Some ingredients of pandemic-era education, like increased technology adoption, will become permanent fixtures of public education. But the fate of others, like learning pods or the flexibility to shift in and out of online learning, could hinge on the decisions leaders make over the coming months.

CRPE’s 25th Anniversary essays show how many of these ingredients could fit together into a system that is public, responsive, and effective. The essays don’t, however, show how local education politics can be changed in ways that privilege problem-solving over the convenience of decision-makers and job incumbents. That will require a major realignment of the powers and duties of local school board members away from protection of a fixed institution and toward response to changes in kids’ needs and the availability of innovative ways to meet them.

How to change the incentives of education system leaders so they optimize responsiveness, not stability? An open question demanding attention.

For starters, elsewhere we have suggested changing local boards’ powers so they are responsible only for assessing the fit between the local schools and kids’ needs, and authorizing new schools to fill gaps. Boards would be all about managing the opportunities available to kids, and would not employ teachers or enter into collective bargaining agreements.

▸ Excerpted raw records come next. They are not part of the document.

PR #150, opened 2024-01-03
Revert unnecessary changes of bun.lockb in PR #149

fritx:
Sorry for the unnecessary changes (bun.lockb) in last PR #149 , here is the **revert** >_<

Below is the `git diff bun.lockb` in this PR:

```diff
diff --git a/bun.lockb b/bun.lockb
index 38f7e48..853b438 100755
--- a/bun.lockb
+++ b/bun.lockb
@@ -1,6 +1,6 @@
 # THIS IS AN AUTOGENERATED FILE. DO NOT EDIT THIS FILE DIRECTLY.
 # yarn lockfile v1
-# bun ./bun.lockb --hash: DEEABC817505CDA6-f41a17c91aabae47-E5034553CF1C77BA-d5d19ed64226cf44
+# bun ./bun.lockb --hash: 01C33369770C3C80-7bbaedb9804acfe5-FC545C77E671B54B-b6468c0bcba01140
 
 
 argparse@^2.0.1:
@@ -70,8 +70,24 @@ marked@^9.1.6:
   resolved "https://registry.npmjs.org/marked/-/marked-9.1.6.tgz"
   integrity sha512-jcByLnIFkd5gSXZmjNvS1TlmRhCXZjIzHYlaGkPlLIekG55JDR2Z4va9tZwCiP+/RDERiNhMOFu01xd6O5ct1Q==
 
-"nuejs-core@nuejs-core":
+nuejs-core@^0.3.0:
+  version "0.3.0"
+  resolved "https://registry.npmjs.org/nuejs-core/-/nuejs-core-0.3.0.tgz"
+  integrity sha512-8RTa3Hz+tE9dfeBe01+oT6kKhknMmETTPc3Ap1tURCmzNdvXamUFbt2FNaHi1OBmGWk0i8FYKFvhj6ZtCSpO9Q==
+  dependencies:
+    htmlparser2 "^9.0.0"
+
+"nuejs-core@packages/nuejs":
   version "workspace:packages/nuejs"
   resolved "workspace:packages/nuejs"
   dependencies:
     htmlparser2 "^9.0.0"
+
+"nuekit@packages/nuekit":
+  version "workspace:packages/nuekit"
+  resolved "workspace:packages/nuekit"
+  dependencies:
+    diff-dom "^5.0.6"
+    js-yaml "^4.1.0"
+    marked "^9.1.6"
+    nuejs-core "^0.3.0"
```

PR #154, opened 2024-01-09
Fix Windows CI with jest as alternative to bun, also add more matrix envs

fritx:
Goal:
Add and fix CI for Windows

Problem:
`bun` is not availble in Windows currently (ref: https://github.com/oven-sh/bun/issues/8045, https://github.com/oven-sh/bun/pull/7991).
Tried with both `setup-bun` ([docs](https://github.com/oven-sh/setup-bun?tab=readme-ov-file#usage), [failed](https://github.com/fritx/nue/actions/runs/7397873002/job/20125810699)) and `powershell -c "irm bun.sh/install.ps1|iex"` ([docs](https://bun.sh/docs/installation#windows), [failed](https://github.com/fritx/nue/actions/runs/7462503061/job/20304947574))

Solution:
For Windows, switching to `npm install` + `jest` as alternative to `bun install` + `bun test`.

Details:
- Completing the CI matrix.envs: `ubuntu-bun`, `ubuntu-jest`, `macos-bun`, `macos-jest`, `windows-jest`
- Making tests compatible with node + jest:
  - replacing `toInclude` => `toContain`
  - adding some missing `is_browser` detections
  - skipping `esbuild: false` test (bun only)
  - introducing [`es-main`](https://github.com/tschaub/es-main) to detect and prevent unexpected call of `getArgs` (throwing on the wrong args)
- Making tests compatible with Windows:
  - introducing [`toMatchOSPath`](https://stackoverflow.com/questions/67325342/how-to-run-os-agnostic-jest-test-files-that-check-paths)
  - handling some paths with `path.normalize` or `(path/posix).join`

✅ The CI are all passing:
https://github.com/nuejs/nue/actions/runs/7463368446

image


.github/workflows/test.yaml
nobkd, line 1: Just an idea... should we use the lock-file(s) for dependency installation?
That *might* make the test-runs more reproducible.
Referring to https://github.com/nuejs/nue/pull/150#issuecomment-1875224333


I mean... the test / build library might still change (new line 25 / 33), but at least the main dependencies would be the same

I'm not sure if it's a great idea, but it came to my mind.

fritx: Yes. It's a good question. I'm +1. For each project, we have different choices. Like:
- simple: totally ignoring all the lock-files
- sample: ...or just keeping one of the lock-files as a sample, e.g., yarn.lock (via bun-install -y)
- strict: ...or even keeping all the lock-files (bun, yarn, pnpm, npm, etc)

IMO, I personally prefer the choice 1 or 2, as nuejs is a quite lightweight framework or tool. Keeping more than 1 lock-files can be much effort while committing and code-reviewing. (which means to remove most of the lock-files and add them into .gitignore)

How do you guys think? @nobkd

fritx:
Sorry. Closing for some cleaning work. Would re-open later...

We also know that while the current institutions are failing to fulfill the goals of public education—preparing every student for citizenship and economic independence—the exact structure of new institutions capable of delivering that promise for future generations of students is still unknown. Figuring that out will require an ambitious research and development effort that identifies the most pressing needs facing America’s students and promising efforts to meet those needs, quickly and rigorously learns from those initiatives, and ensures those lessons inform future efforts.

In a turbulent world, America needs a public education system that is up on its toes, not dreaming of a simpler past. But that won’t just happen. Moreover, an “every family for itself” ethos, with no common strategy, gives the advantage to the status quo. Reformers, now either in rival or mutually oblivious camps, must pull together. Otherwise, our most hidebound state and local school systems will get away with it, again.